Great service, lowest price

Service is big with State Farm. So if their customer wants you to pick up and deliver the vehicle, naturally you'll do it - gratis. And while you're driving to pick up that customer in the next county, you can spend the time thinking about any "deals" you may have given to another insurer or some big fleet customer. That's because you will be agreeing "to estimate and bill for repairs using the lower of "the most recent labor rates and paint and materials pricing; or... the labor rates and paint and materials pricing offered to any other vehicle owner or insurer." So if some other carrier guarantees you 25 repairs a month or a rental car company sends you 500 cars a year to paint and you give them both a sweet deal, State Farm wants the same deal.

"But how would they know?" you ask. First of all, as any lawyer will tell you, you don't want to falsely promise to do something that you don't intend to do; that's a lawsuit waiting to happen, or at the least you could be knocked out of the program. Secondly, according to a discussion between a test shop and a State Farm adjuster, as reported by Sheila Loftus' CRASH Network newsletter, State Farm has the opportunity to learn what a shop is charging another insurer when State Farm and that insurer subrogate a claim. If State Farm learns through subrogation that another insurer is paying a lower rate to a particular shop, that facility could be removed from the Select Service program.

"So if I can't charge 'em enough for labor, I'll hit 'em for parts." Not so fast. The agreement also provides that your replacement parts must be billed at the lowest price offered to any other vehicle owner or insurer. If State Farm has an agreement with a parts supplier that would get them a better price, you're obligated to use that supplier. And if it's a recycled part, your mark-up percentage will be limited to the lowest mark-up you offer anyone else. You've got to admit, they're thorough when they write these contracts.

Before we leave the subject of parts, here's a new and interesting twist. State Farm can now request that you source your parts through their approved automated replacement parts locating system, and you must do so! Forget about using a local, trusted supplier that will get you the parts on time so you can make the promised delivery date: you'll buy those replacement parts where they tell you to. State Farm also throws a bone to CAPA in the agreement. If you use new non-OEM parts and those parts are available as CAPA-certified, you have to use the CAPA part.

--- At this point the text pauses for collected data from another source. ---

PR #759, opened 2025-02-17
fabric: scan block from

adecaro:
introduce scan block from to start the scanning of block from a given block num


alexandrosfilios (approved):
LGTM

Issue #767, opened 2025-03-12
nwo fsc topology: AddSDKWithBase


adecaro:
This Github Issue asks to add a new function `AddSDKWithBase` to compose two SDKs like this

```go
n.InstallSDK(business.NewFrom(base.NewSDK(n)))
```

PR #768, opened 2025-03-12
nwo fsc topology: AddSDKWithBase + *view.Registry

adecaro:
This PR fulfills the requests of #767 and register *view.Registry in DIG. Both features are used by the Token-SDK in this PR: https://github.com/hyperledger-labs/fabric-token-sdk/pull/949


integration/nwo/fsc/node/note_test.go
```diff
@@ -0,0 +1,36 @@
+/*
```
alexandrosfilios, line 1: node_test.go

integration/nwo/fsc/node/note_test.go
```diff
@@ -0,0 +1,36 @@
...
+package node
+
+import (
+	"context"
+	"testing"
+
+	"github.com/stretchr/testify/assert"
+)
+
+type DummySDK struct {
```
alexandrosfilios, line 16: for documentation purposes, can you add another SDK here
```
type DummySDK2 struct {}
type DummySDK3 struct {}
```

and then test
```
node.AddSDKWithBase(&DummySDK{}, &DummySDK2{})
node.AddSDKWithBase(&DummySDK3{})
```
This way we know what to expect when we read it and we explain all possible ways to use it.

platform/view/sdk/dig/sdk.go
```diff
@@ -72,6 +72,7 @@ func NewSDKWithContainer(c *dig.Container, registry node.Registry) *SDK {
 		sdk.C.Provide(digutils.Identity[node.Registry](), dig.As(new(driver.ServiceProvider), new(node.Registry), new(view.ServiceProvider), new(finality.Registry))),
 		sdk.C.Provide(func() *view.ConfigService { return sdk.Config }),
 		sdk.C.Provide(digutils.Identity[*view.ConfigService](), dig.As(new(driver.ConfigService), new(id.ConfigProvider), new(endpoint.ConfigService))),
+		sdk.C.Provide(view.NewRegistry),
```
alexandrosfilios, line 75: In this case maybe it makes sense to remove the `node.Registry` from line 71 and only provide the `view.NewRegistry`?

alexandrosfilios (approved):
LGTM modulo comments

platform/view/sdk/dig/sdk.go
adecaro: agree, but let's reorganize the dependencies in a different PR because it might be disruptive

integration/nwo/fsc/node/note_test.go
adecaro: okay

integration/nwo/fsc/node/note_test.go
adecaro: Extended the test. For the second part, the code there doesn't use reflection. It is just combining strings.

PR #776, opened 2025-03-17
Split view factory from view manager

alexandrosfilios:
Created enhanced container to register factories


adecaro (approved):
LGTM

adecaro (changes requested):
I think this PR is too big

PR #781, opened 2025-03-19
Created enhanced container to register factories

alexandrosfilios:
Split view factory from view manager
Created enhanced container to register factories


adecaro (approved):
LGTM

PR #783, opened 2025-03-20
remove samples

adecaro:
These sample were not maintained and tested. Better to remove from here. The smart client is already exercised by the token-sdk sample [`here`](https://github.com/hyperledger/fabric-samples/blob/main/token-sdk/README.md)


alexandrosfilios (approved):
LGTM

PR #852, opened 2025-03-24
Removed link, Added repo name to postgres image and print URLs to Gra…

alexandrosfilios:
…fana and Prometheus UI


adecaro (approved):
LGTM

PR #1184, opened 2026-03-03
test(deployment): add new integration test for endorser policy

SaidAltury-ibm:
new: added the fabricx/deployment test

fix: namespace polling, interceptor race, and approver finality hang
network.go:
- Fix namespace deployment polling: use tryListInstalledNames() inside gomega.Eventually with a proper closure so the list refreshes on each retry, instead of passing a static slice that never updates
- Add 30s propagation timeout for namespace availability

interceptor.go:
- Cache marshalled bytes atomically to handle concurrent closure
- Fall back to cached bytes when interceptor is closed between IsClosed() check and query executor access, preventing post-failure transaction hangs

iou_test.go:
  - remove the namespace update code

### DIFF
--- a/integration/fabricx/deployment/commands_test.go
+++ b/integration/fabricx/deployment/commands_test.go
@@ -23,15 +23,15 @@ const (
 	defaultViewTimeout = 2 * time.Minute
 )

Have you given much thought to doing PDR? If PDR is available in your area, this agreement puts you in the PDR business, like it or not. Don't worry about figuring out the pricing, State Farm has its own PDR pricing-matrix that you must use. As we know, PDR can sometimes lead to more traditional work when the PDR process causes a panel to move. You'll want to note that if you disturb the corrosion protection, caulking or panel adhesives, you have to fix it. And seeing as you screwed it up, don't think about charging extra.

Mechanical charges must be competitive

Mechanical charges have typically been "it is what it is," particularly if the work is sent out to an OEM dealer - air bags are a good example of this. This agreement provides that "any amounts charged will be competitive for the local market." Competitive with what? If it's an expensive new European sedan, the hourly charge is likely to be higher than for working on a five-year-old Ford. Perhaps State Farm will take this into account. Perhaps they won't. If you're a dealer-operated body shop, imagine telling the service director that his mechanical rates are too high and you have to send the work to an independent down the street.

Okay, we've exaggerated here to make a point. Like any contract, it's open to interpretation. The real question is, will it prove open to negotiation before the program rolls out nationally?